Montag, 20. März 2023

Stéphane Pradines: Historische Moscheen zwischen Timbuktu und Sansibar


Stéphane Pradines

Historic Mosques
in Sub-Saharan Africa

From Timbuktu to Zanzibar

  • Handbook of Oriental Studies. Section 1 The Near and Middle East, Band: 163

  • Leiden: Brill 2022, 320 pp., illustr., index

    This book is the first comprehensive synthesis on mosques in sub-Saharan Africa, bringing together sites from more than twenty states from sub-Saharan Africa; and more than 285 monuments, from the IXth to the XIXth centuries. This monograph is divided into three large geographical areas, from the earthen mosques of West Africa, to the Nile Valleys and the Horn of Africa, and to the Indian Ocean shores and Swahili coral stone mosques.
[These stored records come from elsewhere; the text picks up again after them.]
PR #632, opened 2023-09-01
fix: removed redundant boolean type casts

Abhikumar98:
Removed redundant `!!` boolean casts from variables which are already `boolean` in type


dennyscode (approved):
Works as before but cleaner! Thanks!

chybisov (approved):

PR #633, opened 2023-09-07
chore: bump packages

dennyscode:
image


dennyscode:
**Not been able to test the widget, due to missing routes** but it´s unrelated to those changes

PR #191, opened 2019-02-08
HighwayGraphCollapsedEdgeInfo initial setup

yakra:
This branch also contains the commits in #188 & #190.

With the initial HighwayGraphCollapsedEdgeInfo setup based on a HighwaySegment, we end up recomputing a lot of the info we just obtained for the HighwayGraphEdgeInfo based on the same HighwaySegment. If we base initial construction on the corresponding HighwayGraphEdgeInfo instead, we can avoid duplicating this work.
* segment_name is copied from the HighwayGraphEdgeInfo, rather than recomputed from HighwaySegment.segment_name().
* vertex1 & vertex2 are copied from the HighwayGraphEdgeInfo, avoiding looking them up by Waypoint in the hash table.
* "Reverse" duplicate checks are done away with, as we already know the HighwayGraphEdgeInfo to not be a duplicate.
* If a HighwayGraphEdgeInfo is a duplicate, we skip its corresponding HighwayGraphCollapsedEdgeInfo entirely.

Compared to the version in #190, this reduces initial HighwayGraph setup time from ~41.8s to ~38.5s on BiggaTomato.

---

~**ToDo:** The HighwayGraphCollapsedEdgeInfo constructor receives a HighwayGraph object, but doesn't do anything with it. This can be trimmed.~ **Done:** 268485b0d4758496a331528c72ec5645291e21cf

### DIFF
--- a/siteupdate/python-teresco/siteupdate.py
+++ b/siteupdate/python-teresco/siteupdate.py
@@ -1267,7 +1267,6 @@ class HighwayGraphEdgeInfo:
         if not duplicate:
             graph.vertices[s.waypoint1.unique_name].incident_edges.append(self)
             graph.vertices[s.waypoint2.unique_name].incident_edges.append(self)
-            graph.edges.add(self)
 
     # compute an edge label, optionally resticted by systems
     def label(self,systems=None):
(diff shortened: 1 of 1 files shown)


yakra:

This book is a statement that African mosques demonstrate cultural links with North Africa, Arabia, Persia and India, these monuments are unique in the history of Islamic architecture, and they belong to our World Heritage.

    Vgl. zur Thematik:
    >>> Weltkulturerbe Timbuktu / Tombouctou >>>
    Maghreb, Arabische Welt, Ost-Afrika, Türkei, Mittelost bis Ost-Asien:
    Länderauswahl A-Z

  • Author: Stéphane Pradines, (Ph.D. in Islamic Archaeology from Sorbonne University, Paris, 2001), is Professor of Islamic Art, Architecture and Archaeology at the Institute for the Study of Muslim Civilizations, Aga Khan University, London and an archaeologist working in Egypt, East Africa, Pakistan and the Maldives.
    He is a specialist of Muslim warfare in the medieval Middle East and Muslim trade in the Indian Ocean. Professor Pradines is the Editor-in-Chief of the Open Access Journal of Muslim Material Cultures. Prior to joining the Aga Khan University in 2012, he oversaw the Islamic Archaeology Department at the French Institute in Cairo. His publications include Fortifications et urbanisation en Afrique orientale, 2004, Gedi, une cité portuaire swahilie, 2010, Earthen Architecture in Muslim Cultures: Historical and Anthropological Perspectives, 2018, and Ports and Forts of the Muslims. Coastal Military Architecture, from the Arab Conquest to the Ottoman Period, 2020.